Well, let's not forget that text models are not the only models! Video models are much slower and need comparatively more resources, and all they can do even at that size is generate videos a few seconds long. Clearly a ton more work is going to go into those, and demand for them will probably increase as more creative tools get authored using them as a central part of the workflow. Low-res local rendering for preview might be a thing, but the lion's share of the work for high-res, near-realtime rendering is going to be done on huge clusters for a long time yet.
This is definitely a good point. I imagine the max capacity for video models is significantly lower than for text models (there just aren't as many professionals in video as there are people who write text or code) but I could be wrong.
I think there’s still an open question around are the ultra-large next-gen models worth it? For those of us without early access to Mythos, it’s hard to verify whether it’s been held back from the public due to actually being “too dangerously powerful to release yet” as implied or because the gains aren’t outpacing the costs.
I think GPT 4.5 showed that there is indeed a practical limit we're close too. That was supposedly a high-trillions of parameter model that was deprecated almost immediately because it was slow, insanely expensive, and had questionable benefits over the smaller models. Though apparently the new Mythos and whatever GPT Spud is (if it wasn't 5.5) are back up in the high trillions.
Actually having used it a bit, I'm quite excited to see a modern model of similar size.

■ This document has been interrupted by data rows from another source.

PR #519, opened 2024-10-10
Add extra peer endpoints to aggregator

felipemadero:
## Why this should be merged
Certain devnet endpoints does not correctly return all external nodes connected to the devnet validators. 
As is currently the case with etna. The PR enables passing to the aggregator nodes that are not included
in canonical info.peers from the devnet endpoint.

## How this works
It enables passing to the aggregator a list of endpoints from which to generate extra peers.

## How this was tested
CLI branch that connects a local node to etna and needs the aggregator to include it in the aggregation 

## How is this documented

### DIFF
--- a/go.mod
+++ b/go.mod
@@ -1,9 +1,9 @@
 module github.com/ava-labs/awm-relayer
 
-go 1.22.7
+go 1.22.8
 
 require (
-	github.com/ava-labs/avalanchego v1.11.11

I think what people didn't realize was, just because the GPT-4.5 model didn't get better on the benchmarks, didn't mean the model wasn't different than the earlier models. It was being compared to thinking models that were being developed at the same time.

The GPT 4.5 model still has some of the most "human" like abilities in communication even though it isn't particularly good a problem solving. It hadn't under gone the same type of reinforcement training.

I still use GPT 4.5 sometimes, in creative exercises it can be surprisingly effective. The model is still available.

yes and no. We've reached the point where larger models are higher quality, but they're also too expensive and slow to be used broadly. The giant models, however are still useful for training smaller models that are actually deployable.